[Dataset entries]
■ ■ ■ ■ ■

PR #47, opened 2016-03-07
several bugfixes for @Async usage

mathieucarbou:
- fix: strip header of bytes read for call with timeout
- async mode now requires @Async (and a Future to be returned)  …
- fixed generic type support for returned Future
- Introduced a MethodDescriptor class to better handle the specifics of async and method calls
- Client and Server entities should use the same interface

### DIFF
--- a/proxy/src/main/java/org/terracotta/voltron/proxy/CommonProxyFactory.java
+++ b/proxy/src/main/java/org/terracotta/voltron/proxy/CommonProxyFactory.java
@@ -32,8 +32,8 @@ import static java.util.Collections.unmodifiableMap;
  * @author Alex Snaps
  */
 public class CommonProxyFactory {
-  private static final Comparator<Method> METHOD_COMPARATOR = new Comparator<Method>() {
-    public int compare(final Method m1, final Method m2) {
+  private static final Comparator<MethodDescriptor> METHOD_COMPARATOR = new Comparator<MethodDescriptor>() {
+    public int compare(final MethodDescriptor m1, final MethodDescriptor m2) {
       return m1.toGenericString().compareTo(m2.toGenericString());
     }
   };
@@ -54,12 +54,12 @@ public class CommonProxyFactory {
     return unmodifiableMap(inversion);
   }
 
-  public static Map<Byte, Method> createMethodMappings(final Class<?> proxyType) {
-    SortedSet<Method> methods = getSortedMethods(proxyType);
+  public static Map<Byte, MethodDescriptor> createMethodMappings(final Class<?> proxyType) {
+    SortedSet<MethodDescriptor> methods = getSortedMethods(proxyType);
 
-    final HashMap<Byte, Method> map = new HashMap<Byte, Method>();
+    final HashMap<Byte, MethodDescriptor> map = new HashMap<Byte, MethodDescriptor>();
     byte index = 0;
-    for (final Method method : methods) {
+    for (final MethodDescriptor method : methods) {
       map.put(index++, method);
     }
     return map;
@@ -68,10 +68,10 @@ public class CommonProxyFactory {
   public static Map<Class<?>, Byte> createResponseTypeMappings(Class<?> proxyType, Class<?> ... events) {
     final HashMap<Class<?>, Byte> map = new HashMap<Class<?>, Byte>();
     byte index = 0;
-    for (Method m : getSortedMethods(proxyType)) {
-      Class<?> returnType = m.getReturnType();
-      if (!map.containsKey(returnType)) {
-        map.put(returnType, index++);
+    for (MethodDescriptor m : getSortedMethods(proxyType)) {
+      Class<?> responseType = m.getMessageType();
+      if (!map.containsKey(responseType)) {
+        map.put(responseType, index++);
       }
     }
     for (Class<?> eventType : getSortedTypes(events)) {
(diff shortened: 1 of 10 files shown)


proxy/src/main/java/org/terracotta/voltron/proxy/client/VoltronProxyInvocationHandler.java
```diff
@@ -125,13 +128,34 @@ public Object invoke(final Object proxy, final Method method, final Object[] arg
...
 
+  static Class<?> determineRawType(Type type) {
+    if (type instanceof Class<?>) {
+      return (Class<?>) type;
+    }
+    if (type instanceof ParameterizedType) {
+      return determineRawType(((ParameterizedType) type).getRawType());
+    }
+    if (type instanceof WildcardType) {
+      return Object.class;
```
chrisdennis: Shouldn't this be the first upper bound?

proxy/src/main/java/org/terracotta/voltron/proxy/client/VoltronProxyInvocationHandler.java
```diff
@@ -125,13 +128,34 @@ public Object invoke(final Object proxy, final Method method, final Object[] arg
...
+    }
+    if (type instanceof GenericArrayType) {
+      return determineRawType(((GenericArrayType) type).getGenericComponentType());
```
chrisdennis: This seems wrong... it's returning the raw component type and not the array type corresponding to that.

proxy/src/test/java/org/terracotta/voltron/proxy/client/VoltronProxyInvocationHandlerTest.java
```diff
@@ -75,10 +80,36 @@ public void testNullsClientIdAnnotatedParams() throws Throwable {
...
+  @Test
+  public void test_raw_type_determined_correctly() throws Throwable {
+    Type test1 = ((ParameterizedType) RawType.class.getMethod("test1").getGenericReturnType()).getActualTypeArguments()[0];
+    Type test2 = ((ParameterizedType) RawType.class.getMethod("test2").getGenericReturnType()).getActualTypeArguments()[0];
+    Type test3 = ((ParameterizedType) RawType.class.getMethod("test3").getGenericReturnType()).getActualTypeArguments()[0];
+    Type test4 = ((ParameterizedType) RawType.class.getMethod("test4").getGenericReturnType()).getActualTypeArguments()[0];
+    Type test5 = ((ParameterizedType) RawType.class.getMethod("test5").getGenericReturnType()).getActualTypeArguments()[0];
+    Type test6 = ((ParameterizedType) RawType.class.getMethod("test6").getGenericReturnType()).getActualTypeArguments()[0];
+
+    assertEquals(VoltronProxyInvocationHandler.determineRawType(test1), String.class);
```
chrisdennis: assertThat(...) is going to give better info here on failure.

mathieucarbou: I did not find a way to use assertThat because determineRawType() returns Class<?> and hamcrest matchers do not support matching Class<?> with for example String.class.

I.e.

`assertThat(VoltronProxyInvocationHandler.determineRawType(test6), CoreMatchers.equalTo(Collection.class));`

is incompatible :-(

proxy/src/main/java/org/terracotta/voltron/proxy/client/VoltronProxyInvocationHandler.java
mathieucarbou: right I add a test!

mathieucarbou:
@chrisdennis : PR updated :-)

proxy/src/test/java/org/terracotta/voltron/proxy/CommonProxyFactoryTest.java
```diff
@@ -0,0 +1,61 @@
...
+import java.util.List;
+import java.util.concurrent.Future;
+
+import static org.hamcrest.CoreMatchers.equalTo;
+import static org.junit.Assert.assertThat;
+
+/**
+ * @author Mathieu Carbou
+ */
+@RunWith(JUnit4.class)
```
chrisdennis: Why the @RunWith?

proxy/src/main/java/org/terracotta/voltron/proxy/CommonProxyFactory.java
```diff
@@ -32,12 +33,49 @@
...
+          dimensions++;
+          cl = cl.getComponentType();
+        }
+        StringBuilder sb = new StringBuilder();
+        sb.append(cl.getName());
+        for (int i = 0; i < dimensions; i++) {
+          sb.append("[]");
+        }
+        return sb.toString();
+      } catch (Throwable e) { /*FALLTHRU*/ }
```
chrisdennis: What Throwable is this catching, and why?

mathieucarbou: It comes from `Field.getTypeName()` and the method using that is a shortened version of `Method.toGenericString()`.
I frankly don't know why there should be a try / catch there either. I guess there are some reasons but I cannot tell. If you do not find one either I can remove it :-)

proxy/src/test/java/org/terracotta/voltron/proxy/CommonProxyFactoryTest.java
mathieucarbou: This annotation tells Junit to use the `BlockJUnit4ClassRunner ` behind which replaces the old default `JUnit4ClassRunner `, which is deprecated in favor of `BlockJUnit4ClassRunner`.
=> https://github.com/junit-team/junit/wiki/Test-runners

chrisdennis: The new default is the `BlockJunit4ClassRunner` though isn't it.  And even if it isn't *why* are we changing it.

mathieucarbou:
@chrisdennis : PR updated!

■ ■ ■ ■ ■

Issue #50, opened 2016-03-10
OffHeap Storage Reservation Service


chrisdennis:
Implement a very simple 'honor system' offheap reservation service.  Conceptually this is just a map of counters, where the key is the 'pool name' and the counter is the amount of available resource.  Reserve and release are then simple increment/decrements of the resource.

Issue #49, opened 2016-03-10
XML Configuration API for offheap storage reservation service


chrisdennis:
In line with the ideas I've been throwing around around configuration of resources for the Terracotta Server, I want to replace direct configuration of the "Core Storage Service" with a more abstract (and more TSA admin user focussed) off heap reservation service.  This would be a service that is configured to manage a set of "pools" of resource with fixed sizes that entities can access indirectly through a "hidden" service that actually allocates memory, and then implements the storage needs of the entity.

■ ■ ■ ■ ■

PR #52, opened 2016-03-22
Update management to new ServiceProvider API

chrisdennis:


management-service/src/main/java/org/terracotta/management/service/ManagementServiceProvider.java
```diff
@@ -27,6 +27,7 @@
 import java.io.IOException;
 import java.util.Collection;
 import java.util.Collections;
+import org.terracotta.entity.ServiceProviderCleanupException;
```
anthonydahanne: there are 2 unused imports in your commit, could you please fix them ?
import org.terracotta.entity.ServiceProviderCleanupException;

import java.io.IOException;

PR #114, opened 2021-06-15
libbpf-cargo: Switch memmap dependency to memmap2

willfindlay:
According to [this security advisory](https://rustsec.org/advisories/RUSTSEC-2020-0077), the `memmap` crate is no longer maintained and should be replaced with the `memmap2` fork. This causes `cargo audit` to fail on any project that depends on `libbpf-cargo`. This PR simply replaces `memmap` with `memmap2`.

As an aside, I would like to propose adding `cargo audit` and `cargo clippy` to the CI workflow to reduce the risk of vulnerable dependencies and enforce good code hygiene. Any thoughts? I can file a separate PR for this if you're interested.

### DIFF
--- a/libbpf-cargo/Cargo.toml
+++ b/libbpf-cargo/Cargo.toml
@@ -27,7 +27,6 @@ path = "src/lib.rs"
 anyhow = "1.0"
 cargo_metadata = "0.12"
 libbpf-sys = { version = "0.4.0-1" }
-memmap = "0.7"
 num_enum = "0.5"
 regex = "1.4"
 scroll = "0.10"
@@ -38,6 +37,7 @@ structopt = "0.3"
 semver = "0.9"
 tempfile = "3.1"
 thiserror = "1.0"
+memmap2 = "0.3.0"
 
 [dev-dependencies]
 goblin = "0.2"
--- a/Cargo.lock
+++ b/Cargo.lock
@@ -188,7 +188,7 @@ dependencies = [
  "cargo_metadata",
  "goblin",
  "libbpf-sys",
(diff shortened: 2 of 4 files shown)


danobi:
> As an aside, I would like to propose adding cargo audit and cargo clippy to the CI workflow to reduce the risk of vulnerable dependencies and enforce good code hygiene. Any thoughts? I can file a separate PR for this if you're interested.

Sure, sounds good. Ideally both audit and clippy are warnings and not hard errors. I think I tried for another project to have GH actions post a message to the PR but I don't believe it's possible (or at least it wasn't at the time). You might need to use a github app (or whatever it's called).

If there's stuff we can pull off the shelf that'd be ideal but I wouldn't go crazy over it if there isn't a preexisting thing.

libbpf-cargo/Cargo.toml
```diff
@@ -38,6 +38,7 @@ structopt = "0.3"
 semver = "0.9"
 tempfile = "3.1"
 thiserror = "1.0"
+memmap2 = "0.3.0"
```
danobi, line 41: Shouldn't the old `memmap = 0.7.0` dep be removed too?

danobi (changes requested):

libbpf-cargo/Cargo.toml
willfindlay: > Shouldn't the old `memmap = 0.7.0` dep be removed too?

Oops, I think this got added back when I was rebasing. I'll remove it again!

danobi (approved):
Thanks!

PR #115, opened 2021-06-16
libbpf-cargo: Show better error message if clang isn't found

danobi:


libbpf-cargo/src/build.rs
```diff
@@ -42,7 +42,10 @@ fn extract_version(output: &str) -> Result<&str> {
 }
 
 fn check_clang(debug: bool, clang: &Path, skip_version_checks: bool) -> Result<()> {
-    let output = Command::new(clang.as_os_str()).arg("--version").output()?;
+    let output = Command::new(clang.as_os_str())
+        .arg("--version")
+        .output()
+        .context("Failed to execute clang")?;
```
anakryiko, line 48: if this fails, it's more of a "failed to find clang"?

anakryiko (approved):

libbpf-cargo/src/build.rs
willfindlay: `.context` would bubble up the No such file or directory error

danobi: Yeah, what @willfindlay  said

■ ■ ■ ■ ■

> _Task goal_
Set down precisely the lines above between the line holding "PR #47, opened 2016-03-07" and the line holding "int compare(final MethodDescriptor", inclusive, and nothing beyond them.

> _Solution for this problem_
PR #47, opened 2016-03-07
several bugfixes for @Async usage

mathieucarbou:
- fix: strip header of bytes read for call with timeout
- async mode now requires @Async (and a Future to be returned)  …
- fixed generic type support for returned Future
- Introduced a MethodDescriptor class to better handle the specifics of async and method calls
- Client and Server entities should use the same interface

### DIFF
--- a/proxy/src/main/java/org/terracotta/voltron/proxy/CommonProxyFactory.java
+++ b/proxy/src/main/java/org/terracotta/voltron/proxy/CommonProxyFactory.java
@@ -32,8 +32,8 @@ import static java.util.Collections.unmodifiableMap;
  * @author Alex Snaps
  */
 public class CommonProxyFactory {
-  private static final Comparator<Method> METHOD_COMPARATOR = new Comparator<Method>() {
-    public int compare(final Method m1, final Method m2) {
+  private static final Comparator<MethodDescriptor> METHOD_COMPARATOR = new Comparator<MethodDescriptor>() {
+    public int compare(final MethodDescriptor m1, final MethodDescriptor m2) {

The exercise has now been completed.